Erie Times-News
(PA)
POWER FAILURE February 6,
2002
Tag: 0F191768A868BBDB
Section: General Business Page: 1
PETER PANEPENTO
Staff writer
The financial collapse of Enron Corp. is viewed by many as a story of greed, shady dealings and lost fortunes.
But the company's troubles also are unleashing a debate in Pennsylvania about whether regulators have been too quick to set up an open market for electricity.
Opponents of electricity deregulation say Enron took advantage of loosened rules to build its fortune. In turn, the company ultimately grew out of control and failed.
Free-market advocates, meanwhile, say Enron's collapse points to the success of electricity deregulation — as the markets continue to function and prices remain competitive despite the loss of one of the nation's largest electricity players.
In the middle are consumers, who must sort out whether they are being helped or hindered by a movement that promises more choices and lower prices for electricity.
For David Hughes, executive director of Citizen Power, a Pittsburgh-based lobbying group, Enron's demise offers proof that deregulation doesn't work.
Hughes, an outspoken opponent of open electricity markets, said the company used the deregulated marketplace to create holding companies, avoid government oversight and manipulate the market.
Ultimately, Enron's model collapsed, but Hughes said a more regulated market would have prevented the company's uncontrolled rise and sudden fall.
"Deregulation means government gives up its authority to protect us, to ensure things like reasonable energy costs," he said. "Removing government protection in critically needed services like electricity is especially risky, as we saw in California last year. And, once government gives up control, it is very difficult, if not impossible, to prevent or resolve a crisis like the Enron collapse."
But while Enron gives deregulation opponents more grist for their attacks on opening the market, those who favor deregulation say the company's collapse is about improper accounting and corporate oversight — not a failure of utility regulators.
"This story, to me, is a living, breathing Shakespearean tragedy in every sense of the word," said Nora Mead Brownell, an Erie native who serves on the Federal Energy Regulatory Commission. "The real story is a company that grew too fast. They got greedy."
Brownell, a former member of the Pennsylvania Public Utility Commission and the board of directors of the Times Publishing Company, is a staunch advocate of open markets.

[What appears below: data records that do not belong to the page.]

PR #3187, opened 2025-05-27
implement real XOR chance logic (replaces old, which is renamed FIRST)

### LINKED ISSUE #3186: Chanced output (and input maybe?) option to output exactly one item among all chanced outputs.
### Cross-mod Integration

_No response_

### Minecraft Version

1.20.1 Forge

### Feature Description

Currently, the XOR chance logic operator rolls every chanced output independently and gives you the first, which leads to chance bias towards the first outputs not reflected in JEI, as well as doesn't allow to guarantee an output.

The simple solution would be to have a separate chance logic that corrects for this (or to change XOR), in such a way that the success chance of the first item is subtracted from the 10000 "max chance value" of the second, and repeating until one output is returned or you reach the end of chanced outputs.

The more complex, but more modular solution would be to have a new type of chanced ingredient with a "weight" value, allowing to define a pseudo loot table in the recipe, and then in some way define the number of rolls in this loot table (or have it set to 1 if that's too complicated to implement). The number of different items displayed in XEI would still be limited by the room in the recipe type's output side, but this would allow for more modularity than now even with that limitation.

While my preference leans towards the latter, I would consider either option to be resolving the issue.

NegaNote:
## What
Implements true XOR chance logic, otuputting one or the other but never both or neither, weighted to the provided chances.

## Implementation Details
Old XOR logic is renamed to FIRST. This uses successive subtraction of chances from each possible output or input and replaces the name.

## Outcome
New chance logic. Implements #3186.

Anyone using the old XOR chance logic will need to rename their usage to FIRST.

### DIFF
--- a/src/main/java/com/gregtechceu/gtceu/api/recipe/chance/logic/ChanceLogic.java
+++ b/src/main/java/com/gregtechceu/gtceu/api/recipe/chance/logic/ChanceLogic.java
@@ -11,6 +11,7 @@ import net.minecraftforge.fml.ModLoader;
 
 import com.google.common.collect.ImmutableList;
 import it.unimi.dsi.fastutil.objects.Object2IntMap;
+import org.apache.commons.compress.harmony.pack200.IntList;
 import org.jetbrains.annotations.ApiStatus;
 import org.jetbrains.annotations.NotNull;
 import org.jetbrains.annotations.Nullable;
@@ -164,9 +165,18 @@ public abstract class ChanceLogic {
                                                          int recipeTier, int chanceTier,
                                                          @Nullable Object2IntMap<?> cache, int times) {
             // Have to set up a system where all chances are set to be out of 10000
-            List<Integer> chancesOutOfTenThousand = new java.util.ArrayList<>(chancedEntries.stream()
-                    .map(orig -> (int) (((float) orig.chance / (float) orig.maxChance) * (float) getMaxChancedValue()))
-                    .toList());
+            IntList chances = new IntList();
+
+            for (Content orig : chancedEntries) {
+                if (orig.maxChance == 100) {
+                    chances.add(orig.chance);
+                } else {
+                    chances.add((int) ((orig.chance / (float) orig.maxChance) * getMaxChancedValue()));
+                }
+            }
+
+            int[] chancesOutOfTenThousand = chances.toArray();
+
             int chanceTotal = 0;
             for (int chance : chancesOutOfTenThousand) {
                 chanceTotal += chance;
@@ -175,14 +185,14 @@ public abstract class ChanceLogic {
             // Here, if the newly calculated chances don't add up to 10000, they're renormalized
             if (chanceTotal != getMaxChancedValue()) {
                 int chanceTotalDecremented = getMaxChancedValue();
-                for (int i = 0; i < chancesOutOfTenThousand.size(); i++) {
-                    int newChance = (int) (chancesOutOfTenThousand.get(i) *
+                for (int i = 0; i < chancesOutOfTenThousand.length; i++) {
+                    int newChance = (int) (chancesOutOfTenThousand[i] *
                             ((float) getMaxChancedValue() / (float) chanceTotal));
                     // last chance ends up being set to the remainder in case things don't line up
-                    if (i == chancesOutOfTenThousand.size() - 1) {
-                        chancesOutOfTenThousand.set(i, chanceTotalDecremented);
+                    if (i == chancesOutOfTenThousand.length - 1) {
+                        chancesOutOfTenThousand[i] = chanceTotalDecremented;
                     } else {
-                        chancesOutOfTenThousand.set(i, newChance);
+                        chancesOutOfTenThousand[i] = newChance;
                     }
                     chanceTotalDecremented -= newChance;
                 }
@@ -190,8 +200,8 @@ public abstract class ChanceLogic {
 
             // Finally, generate a new Content list with the changes
             List<Content> normalizedEntries = new ArrayList<>();
-            for (int i = 0; i < chancesOutOfTenThousand.size(); i++) {
-                normalizedEntries.add(new Content(chancedEntries.get(i).content, chancesOutOfTenThousand.get(i),
+            for (int i = 0; i < chancesOutOfTenThousand.length; i++) {
+                normalizedEntries.add(new Content(chancedEntries.get(i).content, chancesOutOfTenThousand[i],
                         getMaxChancedValue(), chancedEntries.get(i).tierChanceBoost));
             }
 
--- a/src/main/java/com/gregtechceu/gtceu/api/recipe/chance/logic/ChanceLogic.java
+++ b/src/main/java/com/gregtechceu/gtceu/api/recipe/chance/logic/ChanceLogic.java
@@ -115,7 +115,7 @@ public abstract class ChanceLogic {
     /**
      * Chanced Output Logic where only the first ingredient succeeding its roll will be produced
      */
-    public static final ChanceLogic XOR = new ChanceLogic("xor") {
+    public static final ChanceLogic FIRST = new ChanceLogic("first") {
 
         @Override
         public @Unmodifiable List<@NotNull Content> roll(@NotNull @Unmodifiable List<@NotNull Content> chancedEntries,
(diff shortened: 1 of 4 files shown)


src/main/java/com/gregtechceu/gtceu/api/recipe/chance/logic/ChanceLogic.java
```diff
@@ -141,6 +141,55 @@ public String toString() {
...
+            boolean firstMaxChanceSet;
+            for (int i = 0; i < times; ++i) {
+                Content selected = null;
+                maxChance = 0;
+                firstMaxChanceSet = false;
+                for (Content entry : chancedEntries) {
+                    if (!firstMaxChanceSet) {
+                        maxChance = entry.maxChance;
+                        firstMaxChanceSet = true;
+                    }
```
screret: could you add a comment on why this uses the first entry's chance as the maximum instead of something like the largest value?
An entry could have `maxChance=3333` if it had a chance of `1/3`, and that would make this work incorrectly.

It should normalize all entries' (max) chances to 10 000 for this part anyway, just to be safe.

screret (changes requested):

src/main/java/com/gregtechceu/gtceu/api/recipe/chance/logic/ChanceLogic.java
NegaNote: As mentioned by onion, the maxChance is generally set to 10000 in the code regardless; I've tested this to make sure it works by way of a recipe involving a split of one output having 1:4 chance and the other 3:4 chance and it works as intended. So maxChance represents the maximum that each entry's chances are taken out of. It and the value returned by getChance() are different values AFAICT. I can make a comment clarifying that?

I can also do the normalization of chances, sure.

screret: 1:4 and 3:4 both get normalized to `2500:10000` and `7500:10000` respectively.
1:3 would end up as `1111:3333` etc. though, so it would actually result in entirely wrong values, no?

screret: also, chance == maxChance if both are 0 or 10k.
they can also be very close, like chance == 9999. (but in this case, it's expected.)

NegaNote: I more meant they represented different things, but yeah, that's fair. I'll work on it.

NegaNote: Wait, no, the chancedInput/chancedOutput methods only let you specify the chance amount out of an (unspecified) 10000 (as well as a tiered chance boost, which this logic mostly ignores). I think you can only specify a different maxChance from 10000 if one were to specify a Content object directly. In which case, should this be handled at all? I don't think I've seen any places where that's ever used to be set to any value but 10000 in the code anyway, nor have I seen anyone create a Content object directly in KubeJS. Up to you of course!

screret: well, nope, that's actually wrong
it allows you to specify an arbitratry chance if you use the method that accepts a string.

screret: that one's intended for cases like 1/3 where the 3333/10000 would not be correct

NegaNote: Ah, noted. I'll handle it then.

src/main/java/com/gregtechceu/gtceu/api/recipe/chance/logic/ChanceLogic.java
```diff
@@ -162,16 +163,44 @@ public String toString() {
                                                          @NotNull ChanceBoostFunction boostFunction,
                                                          int recipeTier, int chanceTier,
                                                          @Nullable Object2IntMap<?> cache, int times) {
+            // Have to set up a system where all chances are set to be out of 10000
+            List<Integer> chancesOutOfTenThousand = new java.util.ArrayList<>(chancedEntries.stream()
+                    .map(orig -> (int) (((float) orig.chance / (float) orig.maxChance) * (float) getMaxChancedValue()))
+                    .toList());
```
screret: use `IntList` instead of a `List<Integer>`. Also, you don't need to explicitly cast all of them, one is enough.
Also, a stream is actually bad to use here because the amount of items in `chancedEntries` is usually small enough that you only get worse performance by using streams.
```suggestion
            IntList chancesOutOfTenThousand = new IntArrayList(chancedEntries.size());
            for (Content orig : chancedEntries) {
                chancesOutOfTenThousand.add((int) ((orig.chance / (float) orig.maxChance) * getMaxChancedValue()));
            }
```

src/main/java/com/gregtechceu/gtceu/api/recipe/chance/logic/ChanceLogic.java
```diff
@@ -162,16 +163,44 @@ public String toString() {
...
+            int chanceTotal = 0;
+            for (int chance : chancesOutOfTenThousand) {
+                chanceTotal += chance;
+            }
+
+            // Here, if the newly calculated chances don't add up to 10000, they're renormalized
```
screret, line 184: will they ever add up to 10000?
Also, looking at this, it just seems.. wrong. All of the values in `chancesOutOfTenThousand` are already normalized to the default maximum, so wouldn't normalizing them to the total chance (NOT max chance) just give you the wrong result?

screret (changes requested):

src/main/java/com/gregtechceu/gtceu/api/recipe/chance/logic/ChanceLogic.java
NegaNote: They will, at the very least if they come in as chances out of 10000 and originally added up that way.

My intention with this was to deal with imperfect conversions and for the case in which the provided chances (probably mistakenly) didn't add up to 100% in the first place. So, for example, it would convert a 60% chance and a 20% chance, adding up to 80%, into a 75% chance and a 25% chance, preserving the ratios between them. Should I keep doing that and clarify?

screret: well, no
they don't ever NEED TO add up to 10k total
you can have 3 stacks all with 75% chance for example, and that's perfectly fine.

screret: you should only normalize them so that they're as if their MAX CHANCE is 10 000.

NegaNote: I suppose that's fair. It'll probably do weird things though if you have situations like that, since again the idea is that you only get exactly one of the outputs, no more, no less. in a situation with, say, three 75% chances, then without the normalization to add up to 10k, then there might be an invisible bias toward the first inputs, whereas if the chances add up to 100% in the first place there's no problem.

NegaNote: Also if the chances add up to less than 100% then there will be potential empty outputs.

screret: oh THAT's what you meant, I see
ok it's fine

screret (approved):

src/main/java/com/gregtechceu/gtceu/api/recipe/chance/logic/ChanceLogic.java
```diff
@@ -164,9 +165,18 @@ public String toString() {
                                                          int recipeTier, int chanceTier,
                                                          @Nullable Object2IntMap<?> cache, int times) {
             // Have to set up a system where all chances are set to be out of 10000
-            List<Integer> chancesOutOfTenThousand = new java.util.ArrayList<>(chancedEntries.stream()
-                    .map(orig -> (int) (((float) orig.chance / (float) orig.maxChance) * (float) getMaxChancedValue()))
-                    .toList());
+            IntList chances = new IntList();
+
+            for (Content orig : chancedEntries) {
+                if (orig.maxChance == 100) {
```
screret: erm
_100?_

src/main/java/com/gregtechceu/gtceu/api/recipe/chance/logic/ChanceLogic.java
```diff
@@ -164,9 +165,18 @@ public String toString() {
                                                          int recipeTier, int chanceTier,
                                                          @Nullable Object2IntMap<?> cache, int times) {
             // Have to set up a system where all chances are set to be out of 10000
-            List<Integer> chancesOutOfTenThousand = new java.util.ArrayList<>(chancedEntries.stream()
-                    .map(orig -> (int) (((float) orig.chance / (float) orig.maxChance) * (float) getMaxChancedValue()))
-                    .toList());
+            IntList chances = new IntList();
+
+            for (Content orig : chancedEntries) {
```
screret, line 171: WRONG INTLIST

screret (changes requested):

screret (approved):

"When people suggest competition didn't work and that's what Enron is all about, au contraire. It did work," Brownell said. "The energy markets actually worked. There was very little volatility (when Enron ran into trouble). (The market) did what it's supposed to do."
John Hanger, another former PUC member, said Enron does provide a call for more oversight — but not from energy regulators.
Hanger said Enron might have skirted accounting and securities rules, but its actions did not take advantage of consumers.
"(Enron) has had absolutely zero effect, positive or negative, in Pennsylvania," he said. "The last five years have been the best five years for electricity consumers in Pennsylvania in the last 30 years."
Hanger said state-mandated rate caps have held consumer costs stable and the ability for competing companies to enter the market gives consumers more choices.
Hughes, however, said he worries that as Pennsylvania continues to move ahead with opening its market to competition, it increases the risk that another company could take advantage of the loosened rules.
"Enron was the poster child for deregulation," Hughes said. "You can't have it both ways."